● ACTIVITY
Return the entire listing exactly, leaving nothing out.

● SOURCE MATERIAL
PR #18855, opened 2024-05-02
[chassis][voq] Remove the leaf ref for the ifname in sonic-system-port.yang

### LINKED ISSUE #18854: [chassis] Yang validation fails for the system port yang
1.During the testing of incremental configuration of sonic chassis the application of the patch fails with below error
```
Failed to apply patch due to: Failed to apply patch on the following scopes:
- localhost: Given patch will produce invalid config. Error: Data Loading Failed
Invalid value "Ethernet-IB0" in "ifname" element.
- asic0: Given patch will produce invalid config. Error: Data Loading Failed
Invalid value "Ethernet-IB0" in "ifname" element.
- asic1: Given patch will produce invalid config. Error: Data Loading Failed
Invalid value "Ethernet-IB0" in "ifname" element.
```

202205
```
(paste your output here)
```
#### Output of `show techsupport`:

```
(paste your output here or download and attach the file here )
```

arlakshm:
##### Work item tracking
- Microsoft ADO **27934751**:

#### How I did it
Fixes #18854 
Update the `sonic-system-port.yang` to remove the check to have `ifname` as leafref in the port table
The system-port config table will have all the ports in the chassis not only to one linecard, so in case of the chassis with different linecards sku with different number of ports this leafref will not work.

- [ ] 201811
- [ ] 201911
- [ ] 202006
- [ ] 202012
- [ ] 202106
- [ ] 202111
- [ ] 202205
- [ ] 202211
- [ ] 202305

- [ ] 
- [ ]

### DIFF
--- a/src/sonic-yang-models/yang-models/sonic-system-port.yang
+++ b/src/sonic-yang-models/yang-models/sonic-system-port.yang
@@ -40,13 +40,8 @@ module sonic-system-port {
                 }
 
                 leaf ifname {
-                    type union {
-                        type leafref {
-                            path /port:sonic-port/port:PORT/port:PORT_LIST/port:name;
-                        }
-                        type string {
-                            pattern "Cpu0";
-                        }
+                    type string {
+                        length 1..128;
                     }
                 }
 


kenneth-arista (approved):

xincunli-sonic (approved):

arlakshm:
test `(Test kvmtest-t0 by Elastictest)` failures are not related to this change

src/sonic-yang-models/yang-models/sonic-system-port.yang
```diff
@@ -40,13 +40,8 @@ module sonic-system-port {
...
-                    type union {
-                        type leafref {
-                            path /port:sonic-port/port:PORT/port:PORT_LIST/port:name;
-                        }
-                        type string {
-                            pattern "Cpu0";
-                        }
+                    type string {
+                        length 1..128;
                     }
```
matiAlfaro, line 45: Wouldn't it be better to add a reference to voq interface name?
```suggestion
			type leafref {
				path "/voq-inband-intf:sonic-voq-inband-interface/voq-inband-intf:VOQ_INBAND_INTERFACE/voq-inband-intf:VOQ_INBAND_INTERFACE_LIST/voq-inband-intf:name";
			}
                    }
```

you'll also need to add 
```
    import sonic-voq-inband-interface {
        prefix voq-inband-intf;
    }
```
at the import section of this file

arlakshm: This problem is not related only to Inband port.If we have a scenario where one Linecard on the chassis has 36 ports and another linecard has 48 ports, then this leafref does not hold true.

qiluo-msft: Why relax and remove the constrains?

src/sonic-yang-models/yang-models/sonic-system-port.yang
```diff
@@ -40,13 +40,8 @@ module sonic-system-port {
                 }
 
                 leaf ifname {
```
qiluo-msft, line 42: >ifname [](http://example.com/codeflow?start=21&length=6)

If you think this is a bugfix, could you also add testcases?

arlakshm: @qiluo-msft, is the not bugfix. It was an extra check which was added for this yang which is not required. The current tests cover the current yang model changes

● TASK OUTPUT
PR #18855, opened 2024-05-02
[chassis][voq] Remove the leaf ref for the ifname in sonic-system-port.yang

### LINKED ISSUE #18854: [chassis] Yang validation fails for the system port yang
1.During the testing of incremental configuration of sonic chassis the application of the patch fails with below error
```
Failed to apply patch due to: Failed to apply patch on the following scopes:
- localhost: Given patch will produce invalid config. Error: Data Loading Failed
Invalid value "Ethernet-IB0" in "ifname" element.
- asic0: Given patch will produce invalid config. Error: Data Loading Failed
Invalid value "Ethernet-IB0" in "ifname" element.
- asic1: Given patch will produce invalid config. Error: Data Loading Failed
Invalid value "Ethernet-IB0" in "ifname" element.
```

202205
```
(paste your output here)
```
#### Output of `show techsupport`:

```
(paste your output here or download and attach the file here )
```

arlakshm:
##### Work item tracking
- Microsoft ADO **27934751**:

#### How I did it
Fixes #18854 
Update the `sonic-system-port.yang` to remove the check to have `ifname` as leafref in the port table
The system-port config table will have all the ports in the chassis not only to one linecard, so in case of the chassis with different linecards sku with different number of ports this leafref will not work.

- [ ] 201811
- [ ] 201911
- [ ] 202006
- [ ] 202012
- [ ] 202106
- [ ] 202111
- [ ] 202205
- [ ] 202211
- [ ] 202305

- [ ] 
- [ ]

### DIFF
--- a/src/sonic-yang-models/yang-models/sonic-system-port.yang
+++ b/src/sonic-yang-models/yang-models/sonic-system-port.yang
@@ -40,13 +40,8 @@ module sonic-system-port {
                 }
 
                 leaf ifname {
-                    type union {
-                        type leafref {
-                            path /port:sonic-port/port:PORT/port:PORT_LIST/port:name;
-                        }
-                        type string {
-                            pattern "Cpu0";
-                        }
+                    type string {
+                        length 1..128;
                     }
                 }
 


kenneth-arista (approved):

xincunli-sonic (approved):

arlakshm:
test `(Test kvmtest-t0 by Elastictest)` failures are not related to this change

src/sonic-yang-models/yang-models/sonic-system-port.yang
```diff
@@ -40,13 +40,8 @@ module sonic-system-port {
...
-                    type union {
-                        type leafref {
-                            path /port:sonic-port/port:PORT/port:PORT_LIST/port:name;
-                        }
-                        type string {
-                            pattern "Cpu0";
-                        }
+                    type string {
+                        length 1..128;
                     }
```
matiAlfaro, line 45: Wouldn't it be better to add a reference to voq interface name?
```suggestion
			type leafref {
				path "/voq-inband-intf:sonic-voq-inband-interface/voq-inband-intf:VOQ_INBAND_INTERFACE/voq-inband-intf:VOQ_INBAND_INTERFACE_LIST/voq-inband-intf:name";
			}
                    }
```

you'll also need to add 
```
    import sonic-voq-inband-interface {
        prefix voq-inband-intf;
    }
```
at the import section of this file

arlakshm: This problem is not related only to Inband port.If we have a scenario where one Linecard on the chassis has 36 ports and another linecard has 48 ports, then this leafref does not hold true.

qiluo-msft: Why relax and remove the constrains?

src/sonic-yang-models/yang-models/sonic-system-port.yang
```diff
@@ -40,13 +40,8 @@ module sonic-system-port {
                 }
 
                 leaf ifname {
```
qiluo-msft, line 42: >ifname [](http://example.com/codeflow?start=21&length=6)

If you think this is a bugfix, could you also add testcases?

arlakshm: @qiluo-msft, is the not bugfix. It was an extra check which was added for this yang which is not required. The current tests cover the current yang model changes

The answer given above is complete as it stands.